▶ Data to examine:
>>>

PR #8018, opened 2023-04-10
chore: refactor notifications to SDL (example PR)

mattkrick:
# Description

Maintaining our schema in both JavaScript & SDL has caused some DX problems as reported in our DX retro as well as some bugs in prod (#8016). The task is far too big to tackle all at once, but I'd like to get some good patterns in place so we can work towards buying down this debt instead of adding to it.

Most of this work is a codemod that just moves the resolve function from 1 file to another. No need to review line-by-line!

<<<

The records shown above are to be retyped exactly, with none omitted.

PR #8018, opened 2023-04-10
chore: refactor notifications to SDL (example PR)

mattkrick:
# Description

Maintaining our schema in both JavaScript & SDL has caused some DX problems as reported in our DX retro as well as some bugs in prod (#8016). The task is far too big to tackle all at once, but I'd like to get some good patterns in place so we can work towards buying down this debt instead of adding to it.

Most of this work is a codemod that just moves the resolve function from 1 file to another. No need to review line-by-line!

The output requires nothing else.